[Recorded data]
Start of Block

PR #619, opened 2020-10-01
Collect managed pd csi driver logs from node

saikat-royc:
**What type of PR is this?**
>
> /kind api-change
> /kind bug
/kind cleanup
> /kind design
> /kind documentation
> /kind failing-test
> /kind feature
> /kind flake

Fixes #

```release-note
Collect managed pd csi driver logs from node
```

### DIFF
--- a/test/k8s-integration/main.go
+++ b/test/k8s-integration/main.go
@@ -73,7 +73,8 @@ const (
 	pdImagePlaceholder        = "gke.gcr.io/gcp-compute-persistent-disk-csi-driver"
 	k8sInDockerBuildBinDir    = "_output/dockerized/bin/linux/amd64"
 	k8sOutOfDockerBuildBinDir = "_output/bin"
-	driverNamespace           = "gce-pd-csi-driver"
+	externalDriverNamespace   = "gce-pd-csi-driver"
+	managedDriverNamespace    = "kube-system"
 )
 
 func init() {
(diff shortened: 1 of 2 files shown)


test/k8s-integration/main.go
```diff
@@ -74,6 +74,7 @@ const (
 	k8sInDockerBuildBinDir    = "_output/dockerized/bin/linux/amd64"
 	k8sOutOfDockerBuildBinDir = "_output/bin"
 	driverNamespace           = "gce-pd-csi-driver"
+	managedDriverNamespace    = "kube-system"
```
mattcary, line 77: can we make a function getDriverNamespace that does the *useGKEManagedDriver check? Otherwise someone will trip up in the future. And maybe change driverNamespace to externalDriverNamespace or something like that.

It looks like we only use it in a couple of places now; in installDriver we should keep using externalDriverNamespace explicitly.

test/k8s-integration/main.go
```diff
@@ -357,18 +358,18 @@ func handle() error {
...
-		if err != nil {
-			return fmt.Errorf("failed to start driver logging: %v", err)
-		}
-		defer func() {
-			if cancel != nil {
-				cancel()
-			}
-		}()
+	// Dump all driver logs to the test artifacts
+	cancel, dumpErr := dumpDriverLogs()
```
jingxu97, line 364: just to make sure, the only change here is to rename err to dumpErr?

mattcary: I think for consistency I'd prefer just naming it err, I don't think there's a shadowing problem?

saikat-royc: Done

End of Block

_What to do_.
Having read the records above, reproduce each one exactly.

_Output_.
PR #619, opened 2020-10-01
Collect managed pd csi driver logs from node

saikat-royc:
**What type of PR is this?**
>
> /kind api-change
> /kind bug
/kind cleanup
> /kind design
> /kind documentation
> /kind failing-test
> /kind feature
> /kind flake

Fixes #

```release-note
Collect managed pd csi driver logs from node
```

### DIFF
--- a/test/k8s-integration/main.go
+++ b/test/k8s-integration/main.go
@@ -73,7 +73,8 @@ const (
 	pdImagePlaceholder        = "gke.gcr.io/gcp-compute-persistent-disk-csi-driver"
 	k8sInDockerBuildBinDir    = "_output/dockerized/bin/linux/amd64"
 	k8sOutOfDockerBuildBinDir = "_output/bin"
-	driverNamespace           = "gce-pd-csi-driver"
+	externalDriverNamespace   = "gce-pd-csi-driver"
+	managedDriverNamespace    = "kube-system"
 )
 
 func init() {
(diff shortened: 1 of 2 files shown)


test/k8s-integration/main.go
```diff
@@ -74,6 +74,7 @@ const (
 	k8sInDockerBuildBinDir    = "_output/dockerized/bin/linux/amd64"
 	k8sOutOfDockerBuildBinDir = "_output/bin"
 	driverNamespace           = "gce-pd-csi-driver"
+	managedDriverNamespace    = "kube-system"
```
mattcary, line 77: can we make a function getDriverNamespace that does the *useGKEManagedDriver check? Otherwise someone will trip up in the future. And maybe change driverNamespace to externalDriverNamespace or something like that.

It looks like we only use it in a couple of places now; in installDriver we should keep using externalDriverNamespace explicitly.

test/k8s-integration/main.go
```diff
@@ -357,18 +358,18 @@ func handle() error {
...
-		if err != nil {
-			return fmt.Errorf("failed to start driver logging: %v", err)
-		}
-		defer func() {
-			if cancel != nil {
-				cancel()
-			}
-		}()
+	// Dump all driver logs to the test artifacts
+	cancel, dumpErr := dumpDriverLogs()
```
jingxu97, line 364: just to make sure, the only change here is to rename err to dumpErr?

mattcary: I think for consistency I'd prefer just naming it err, I don't think there's a shadowing problem?

saikat-royc: Done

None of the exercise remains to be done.